I would suggest using BeautifulSoup to parse and search your html. This will be much easier than doing basic string searches.
Here's a sample that pulls all the <a> tags found within the <td> tag that contains the <b>Legal Authority:</b> tag. (Note that I'm using requests library to fetch page content here - this is just a recommended and very easy to use alternative to urlopen.)
import requests
from BeautifulSoup import BeautifulSoup
# fetch the content of the page with requests library
url = "http://www.reginfo.gov/public/do/eAgendaViewRule?pubId=200210&RIN=1205-AB16"
response = requests.get(url)
# parse the html
html = BeautifulSoup(response.content)
# find all the <a> tags
a_tags = html.findAll('a', attrs={'class': 'pageSubNavTxt'})
def fetch_parent_tag(tags):
# fetch the parent <td> tag of the first <a> tag
# whose "previous sibling" is the <b>Legal Authority:</b> tag.
for tag in tags:
sibling = tag.findPreviousSibling()
if not sibling:
continue
if sibling.getText() == 'Legal Authority:':
return tag.findParent()
# now, just find all the child <a> tags of the parent.

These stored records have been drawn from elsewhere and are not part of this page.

Issue #1342, opened 2025-04-24
Small feedback on Skrub Expressions


davidgasquez:
### Problem Description

Love the idea of `skrub` expressions. I've played with them a little bit and found two small things that I though about raising.

1. Pylance is not happy with `Expr`. It'll keep raising linter errors, even in the sample code, there is a `Operator "+" not supported for types "Expr" and "Expr"`.
 
```python
a = skrub.var("a", 10)
b = skrub.var("b", 6)
c = a + b
```

2. Cell output should be flexible and allow to show the original type. I like the TableReport that is automatically generated. That said, there are times where I'd love to just keep it in the original type (e.g: pandas df in the screenshot case).

![Image](https://github.com/user-attachments/assets/9f907a5f-6ffb-4da3-a20c-b3f70357c36a)

### Feature Description

1. Would be awesome to have better Pylance support.
2. Have a way to opt out of the TableReport output for Expr variables

--- 

Thanks for the work on `skrub`! It has replaced many in small in house scripts and been fun to play with.

jeromedockes:
Hi @davidgasquez , thank you very much for giving it a try and for the feedback :)

- 1 In order to work with inputs of any type the expressions are very "dynamic", so it will always be hard for static type checkers to analyze a program that manipulates skrub expressions. However there are probably some things we can do to improve the user experience. The first low-hanging fruit that comes to my mind is to explicitly annotate the functions that create expressions (such as `skrub.var`, `skrub.as_expr` etc.) with a `Any` return type. The checker will still not be able to detect genuine errors, but at least that should silence the spurious errors. For example if I annotate `skrub.var(...) -> Any` the pyright "Operator + not supported" error disappears for me for the provided example script. I'll open a PR for that tomorrow, happy to hear other ideas anyone may have.
- 2
  - With #1340 there will be no plots or pairwise column associations in the reports shown for expressions, which speeds them up considerably (not sure if the time it takes to generate the report was one of the reasons you want to opt out).
  - It is not as convenient but you can always retrieve the actual result of the evaluation by calling `eval`, and then either display it or manipulate it however you want. In the example you show you could replace `orders` in the last line with `orders.skb.eval()` and this will return the actual dataframe, and you would get the usual pandas display for the output of the cell.
[...]

PR #1343, opened 2025-04-25
Add stub file for `_expressions._expressions`

jeromedockes:
addresses part of #1342 

adding the pyi file tells static type checkers that many operators are defined for the Expr class even if they fail to figure it out from the module's text

the PR also adds a pixi task and github action to check if the pyi file needs to be updated


pyproject.toml
```diff
@@ -190,11 +190,15 @@ clean-doc = { cmd = "rm -rf _build/ && rm -rf auto_examples/ && rm -rf reference
 [tool.pixi.feature.lint.tasks]
 lint = { cmd = "pre-commit install && pre-commit run -v --all-files --show-diff-on-failure" }
 
+[tool.pixi.feature.check-pyi-diff.tasks]
+check = { cmd = "python build_tools/generate_expressions_stub.py | diff - skrub/_expressions/_expressions.pyi" }
```
rcap107, line 194: I don't understand this operation: from what I can see, this is first  running `generate_expressions_stub.py`, then piping the output from stdout to the `diff` command, and it's comparing it to `skrub/_expressions/_expressions.pyi`

Doesn't this compare a file to itself? I am missing where we're supposed to modify the code in case new functions get added

jeromedockes: the file is created by manually running the command and writing its output in the file. this compares the output of the command to the content of the file. so if something changed in skrub code that causes the output of the script to change (eg a function was added) this tells you "the automated output has changed but not the file, you probably need to update the file or to update the script (eg to explicitly ignore the added function)"

jeromedockes: it is not a precommit hook (it only runs on the CI) and it does not actually modify the file. it will fail and tell you that you need to manually re-run the script and write its output to the file (possibly after editing the script)

the reason this has to be checked and done manually is that the script may not be able to figure out the correct type hint for the added function

rcap107: got it, thanks for the clarification

jeromedockes: I'll add a comment in the script

glemaitre: It might be nice to add a comment to note that it only works in Unix system. Alternatively, we could have another Python script to compute the diff but I'm not sure it is worth.

.github/workflows/check_stub_files_diff.yaml
```diff
@@ -0,0 +1,24 @@
...
+    runs-on: ubuntu-latest
+
+    steps:
+      - uses: actions/checkout@v4
+      - uses: prefix-dev/setup-pixi@v0.8.8
+        with:
+          pixi-version: v0.41.3
+          frozen: true
+
+      - name: Check diff
```
glemaitre, line 23:
```suggestion
      - name: Check stub file for `_expression.py` is up-to-date
```

glemaitre (approved):

jeromedockes:
Thanks @glemaitre . given that this does not touch the code but only stub file & CI, and that the longer it is in main the more chance we have on getting feedback on UX in IDEs I say we merge it and see what happens?

GaelVaroquaux (approved):
Approving and merging (as suggested by @jeromedockes : merging fast to iterate)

# i.e. finding the parent of one child, find all the children
parent_tag = fetch_parent_tag(a_tags)
tags_you_want = parent_tag.findAll('a')
for tag in tags_you_want:
print 'statute: ' + tag.getText()
If this isn't exactly what you needed to do, BeautifulSoup is still the tool you likely want to use for sifting through html.
They provide XML data over there, see my comment. If you think you can't download that many files (or the other end could dislike so many HTTP GET requests), I'd recommend asking their admins if they would kindly provide you with a different way of accessing the data.
I have done so twice in the past (with scientific databases). In one instance the sheer size of the dataset prohibited a download; they ran a SQL query of mine and e-mailed the results (but had previously offered to mail a DVD or hard disk). In another case, I could have done some million HTTP requests to a webservice (and they were ok) each fetching about 1k bytes. This would have taken long, and would have been quite inconvenient (requiring some error-handling, since some of these requests would always time out) (and non-atomic due to paging). I was mailed a DVD.
I'd imagine that the Office of Management and Budget could possibly be similar accomodating.